The conversion to ETH and bridging to Ethereum adds another layer for traders to consider. With 2,257.3 ETH now on the Ethereum network, this influx could provide minor upward momentum for ETH prices, especially if correlated with broader market trends. At the time of the swap, approximately five hours before EmberCN's report on March 22, 2026, ETH was trading in a consolidating phase amid global crypto market fluctuations. Traders should watch ETH/BTC and ETH/USDT pairs for breakout signals, as hacker movements often precede whale activities that amplify volatility. On-chain metrics, such as increased bridging volumes from BSC to Ethereum, can signal potential buying opportunities if ETH approaches key resistance levels like $2,500. Moreover, the uncertainty around whether the hacker profited from centralized exchange (CEX) trades on THE's multi-directional positions underscores the importance of monitoring trading volumes. High-volume spikes in THE or related tokens could indicate coordinated attacks, prompting traders to use tools like RSI and MACD indicators to identify overbought or oversold conditions for entry points.

Beyond immediate price actions, this incident raises broader market sentiment concerns for DeFi investors. Institutional flows into secure protocols might accelerate, benefiting tokens like AAVE or COMP, while Venus's governance token XVS could face selling pressure until recovery plans are announced. Traders are advised to diversify across chains and use stop-loss orders to mitigate risks from similar exploits. In terms of stock market correlations, events like this often ripple into crypto-related stocks such as those of Coinbase (COIN) or MicroStrategy (MSTR), where dips in crypto confidence lead to temporary sell-offs. However, savvy traders can capitalize on these by longing ETH futures if on-chain data confirms stabilized inflows. Overall, this hack serves as a reminder of DeFi's high-risk, high-reward nature, with potential for profitable trades if timed correctly around volatility peaks.
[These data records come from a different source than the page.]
PR #4296, opened 2019-02-24
Refine mrbgem name in assertion failure/skip message for core test

shuujii:
### Before

    Skip: GC in rescue => backtrace isn't available (mrbgems: mruby-test)

### After

    Skip: GC in rescue => backtrace isn't available (core)

### DIFF
--- a/test/assert.rb
+++ b/test/assert.rb
@@ -22,7 +22,7 @@ def assertion_string(err, str, iso=nil, e=nil, bt=nil)
   msg += " [#{iso}]" if iso && iso != ''
   msg += " => #{e.cause}" if e && e.respond_to?(:cause)
   msg += " => #{e.message}" if e && !e.respond_to?(:cause)
-  msg += " (mrbgems: #{GEMNAME})" if Object.const_defined?(:GEMNAME)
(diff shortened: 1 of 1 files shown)


test/assert.rb
```diff
@@ -22,7 +22,7 @@ def assertion_string(err, str, iso=nil, e=nil, bt=nil)
   msg += " [#{iso}]" if iso && iso != ''
   msg += " => #{e.cause}" if e && e.respond_to?(:cause)
   msg += " => #{e.message}" if e && !e.respond_to?(:cause)
-  msg += " (mrbgems: #{GEMNAME})" if Object.const_defined?(:GEMNAME)
+  msg += " (#{GEMNAME == 'mruby-test' ? 'core' : "mrbgems: #{GEMNAME}"})"
```
dearblue: `GEMNAME` does not seem to be defined in `bintest`.
Therefore, if an assertion fails, an undefined exception will be raised.

shuujii: Ah, I've forgotten `test/assert.rb` is run on CRuby. I'll fix the issue.

Thank you!

PR #4299, opened 2019-02-26
Remove unneeded `=>` in test skip/error messages

shuujii:
### Before

    Skip: File.expand_path (with ENV) =>  (mrbgems: mruby-io)

### After

    Skip: File.expand_path (with ENV) (mrbgems: mruby-io)

### DIFF
--- a/test/assert.rb
+++ b/test/assert.rb
@@ -20,8 +20,10 @@ end
 def assertion_string(err, str, iso=nil, e=nil, bt=nil)
   msg = "#{err}#{str}"
   msg += " [#{iso}]" if iso && iso != ''
-  msg += " => #{e.cause}" if e && e.respond_to?(:cause)
-  msg += " => #{e.message}" if e && !e.respond_to?(:cause)
+  if e
+    m = e.respond_to?(:cause) ? e.cause : e.message
+    msg += " => #{m}" if m && !m.empty?
+  end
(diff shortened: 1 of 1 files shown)


test/assert.rb
```diff
@@ -20,8 +20,10 @@ def t_print(*args)
 def assertion_string(err, str, iso=nil, e=nil, bt=nil)
   msg = "#{err}#{str}"
   msg += " [#{iso}]" if iso && iso != ''
-  msg += " => #{e.cause}" if e && e.respond_to?(:cause)
-  msg += " => #{e.message}" if e && !e.respond_to?(:cause)
+  if e
+    m = e.respond_to?(:cause) ? e.cause : e.message
+    msg += " => #{m}" if m && !m.empty?
```
matz: I have no objection to removing unneeded `=>` but this patch does not seem to remove it. Am I missing something?

shuujii: My expression might not be good.

It is my intention to output `=>` only when it involves exception message.

### With message

    Skip: GC in rescue => backtrace isn't available (core)

### Without message

    Skip: Method#source_location (mrbgems: mruby-method)

An intention when a mrbgem name is outputted in 280bad6 is the same, I think.

matz: Got it. Thank you for your explanation.

PR #1009, opened 2023-11-29
Use version defined in properties for maven-source-plugin

vrozkovec:


martin-g:
Thank you, @vrozkovec !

Strategic Trading Insights Amid DeFi Vulnerabilities

To optimize trading strategies post-Venus hack, focus on real-time on-chain analytics from tools like DeBank, which tracked the hacker's wallets such as 0x1a35bd28efd46cfc46c2136f878777d69ae16231. The net result shows the attacker recovering about $5 million in ETH from a $9.92 million investment, suggesting possible off-chain profits from CEX positions. For retail traders, this implies watching for patterns in token swaps and liquidations, which can create arbitrage opportunities between BSC and Ethereum. Long-term, if Venus implements stronger oracle protections, it could restore confidence, lifting prices of BSC tokens like BNB and CAKE. In summary, while the hack induced short-term bearish sentiment, it opens doors for contrarian trades, emphasizing the need for robust risk management in crypto portfolios.